Dataview tags report

What I’m trying to do

I’m trying to create a report of sorts that ideally looks through all the folders and subfolders (or a specific folder / sub-folders) and returns a list of all the tags that were found, the count, and the files they were found in. End goal here is for me to see what tags are showing up the most in all my notes. If a tag is mentioned more, it’s more important.
In a perfect world I’d also be able to drill down on the note to that tag reference.

Things I have tried

I found this snippet online and it’s close but I’ve not been able to figure out how to modify it so it shows the tag, the number of times that tag is mentioned, and the files it’s mentioned in.

TABLE
		length(rows.file.name) as numfiles
	, join(rows.file.link, ", ") as files
FROM
		#docker or #kubernetes 
flatten
		file.tags as tag
group by
		tag

I’ve been trying to read up on dataview syntax but not quite clear on even everything in this little snippet above. I’d appreciate any help on this!

This query should work:

```dataview
TABLE WITHOUT ID tag, length(rows) as "\#", slice(rows.file.link, 1, 5) as "Appearances"
FROM "<INSERT FOLDER PATH>"
flatten file.etags as tag
GROUP BY tag
SORT length(rows) DESC
```

Key points to understand.

  1. In Dataview, the basic unit is a note. By default, a query makes one record for each note. In the flatten clause, we expand the collection set so that theres a record for each tag-note pair. (e.g Suppose we have two notes. Note 1 has 3 tags, “A”, “B”, “C”. And Note 2 has 4 tags “Red”, “Orange”, “Yellow”, “Green”. Then after the flatten, the record set has 7 records: 3 from Note 1: “1-A”, “1-B”, “1-C”; and 4 from Note 2: “2-Red”, “2-Orange”, “2-Yellow”, “2-Green”.)
  2. This query uses file.etags rather than file.tags. file.etags gets the explicit tags, only those tags explicitly described in the note. In contrast, file.tags creates a possible substring prefixes of mentioned tags. (e.g. if a note contains a tag “First/Middle/Last” then file.tags will include 3 entries: “First”, “First/Middle”, and “First/Middle/Last”.
  3. We group by tag. In Dataview, you can access the set/subset of records belonging to each group with the rows context variable. length(rows) gives us the total number of notes in each group (tag).
  4. The rows variable also does “swizzling”, which basically is a user-friendly interface/notation to quickly get at/drill into the same property/field across all the items in a record array at once. We use this do get all the file links in the group at once. Then use slice() to select only the first 5 items (Indexing starts at 0).

Hope this helps!

Thanks for the query and the detailed explanation!
For some reason, it doesn’t seem to be counting the tags in the note. I’m not sure if it’s only finding the first instance but it does show all the tags used in the note, but the number for all of them is 1 despite several tags showing up multiple times. Any ideas? The main goal is to sort those tags that are used most at the top to give them more attention.

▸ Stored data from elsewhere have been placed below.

PR #681, opened 2019-01-15
mam2: replace err_t with retcode_t

thibault-martinez:
This PR replace BSU's `err_t` with entangled's `retcode_t`

# Test Plan:
CI


th0br0 (commented):
Shouldn't we move the errors we're removing over to retcode_t?

tsvisabo (approved):

PR #688, opened 2019-01-17
common: moving bundle validation to common.

oopsmonk:
This PR split bundle_validator into two parts and moving validation part to common/model/bundle.

# Test Plan:
CI pass.


common/model/bundle.c
```diff
@@ -12,6 +12,60 @@
 
 static UT_icd bundle_transactions_icd = {sizeof(iota_transaction_t), 0, 0, 0};
 
+static retcode_t validate_signature(bundle_transactions_t const *const bundle,
+                                    trit_t const *const normalized_bundle,
+                                    bool *const is_valid) {
+  iota_transaction_t *curr_tx = NULL, *curr_inp_tx = NULL;
+  Kerl address_kerl, sig_frag_kerl;
```
th0br0: we should pass the Kerl instances as an argument to this method

common/model/bundle.c
```diff
@@ -12,6 +12,60 @@
 
 static UT_icd bundle_transactions_icd = {sizeof(iota_transaction_t), 0, 0, 0};
 
+static retcode_t validate_signature(bundle_transactions_t const *const bundle,
```
th0br0: you're validating multiple signatures at once, so cal this `validate_signatures`?

common/model/bundle.c
```diff
@@ -87,6 +141,82 @@ void bundle_finalize(bundle_transactions_t *bundle, Kerl *const kerl) {
...
+                           bundle_status_t *const status) {
+  retcode_t res = RC_OK;
+  iota_transaction_t *curr_tx = NULL;
+  int64_t index = 0, last_index = 0;
+  int64_t bundle_value = 0;
+  flex_trit_t bundle_hash[FLEX_TRIT_SIZE_243];
+  bool valid_sig = true;
+  Kerl kerl = {};
+
+  *status = BUNDLE_VALID;
```
th0br0: just in case of a bug, we should default to marking the bundle as invalid?

th0br0 (changes requested):
nt

common/model/bundle.c
oopsmonk: sure

common/model/bundle.c
oopsmonk: passing the Kerl from `bundle_validator` or the caller of `bundle_validator`?

common/model/bundle.c
oopsmonk: I think should remove this, the default should be inited by the caller.

common/model/bundle.c
oopsmonk: actually, I don't see a problem about Kerl instances, this's a private method.

th0br0: Having two Kerl instances here + the one in the caller method will mean 3 * 1.4kB memory vs 2 * 1.4kB if we can pass in an instance here.

common/model/bundle.c
```diff
@@ -12,6 +12,59 @@
 
 static UT_icd bundle_transactions_icd = {sizeof(iota_transaction_t), 0, 0, 0};
 
+static retcode_t validate_signatures(bundle_transactions_t const *const bundle,
```
th0br0, line 27: Could you add inline or method level documentation to this method please?

common/model/bundle.c
```diff
@@ -87,6 +140,81 @@ void bundle_finalize(bundle_transactions_t *bundle, Kerl *const kerl) {
...
+    *status = BUNDLE_INCOMPLETE;
+    return res;
+  }
+
+  memcpy(bundle_hash, transaction_bundle(curr_tx), FLEX_TRIT_SIZE_243);
+
+  BUNDLE_FOREACH(bundle, curr_tx) {
+    bundle_value += transaction_value(curr_tx);
+
+    if (llabs(bundle_value) > MAX_IOTA_SUPPLY) {
```
th0br0, line 191: we probably want to do this chack for the `transaction_value` as well, not just the bundle value which is an aggregate?

th0br0 (changes requested):

common/model/bundle.c
oopsmonk: could you explain more? what is the purpose for adding `inline` here?

common/model/bundle.c
oopsmonk: The `bundle_validator` needs 3 Kerl instances whatever pass it or not.

common/model/bundle.c
oopsmonk: I am confused why this buggy implementation was approved. turn out I need to fix it because I moved it.

common/model/bundle.c
th0br0: not `inline`, just was referring to documentation inside the method where it makes sense

common/model/bundle.c
```diff
@@ -87,6 +140,81 @@ void bundle_finalize(bundle_transactions_t *bundle, Kerl *const kerl) {
...
+    if (transaction_current_index(curr_tx) == last_index) {
+      flex_trit_t bundle_hash_calculated[FLEX_TRIT_SIZE_243];
+      trit_t normalized_bundle[HASH_LENGTH_TRIT];
+
+      if (bundle_value != 0) {
+        *status = BUNDLE_INVALID_VALUE;
+        break;
+      }
+
+      bundle_calculate_hash(bundle, &kerl, bundle_hash_calculated);
```
th0br0: the kerl that you're using here

common/model/bundle.c
```diff
@@ -87,6 +140,81 @@ void bundle_finalize(bundle_transactions_t *bundle, Kerl *const kerl) {
...
+      if (memcmp(bundle_hash, bundle_hash_calculated, FLEX_TRIT_SIZE_243) !=
+          0) {
+        *status = BUNDLE_INVALID_HASH;
+        break;
+      }
+
+      normalize_hash_trits(bundle_hash_calculated, normalized_bundle);
+
+      res = validate_signatures(bundle, normalized_bundle, &valid_sig);
```
th0br0: can be reused here as we've already calculated the hash.

th0br0 (changes requested):

th0br0 (approved):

Yes, file.etags (and file.tags) only returns the unique tags mentioned in a note. To my knowledge, there’s no way with the basic DQL Dataview to count every occurrence of a tag within a note. Although, this should be possible with dataviewjs. Using the Obsidian API you can get all tag occurrences within a note using app.metadataCache.getFileCache(<FILE>).tags.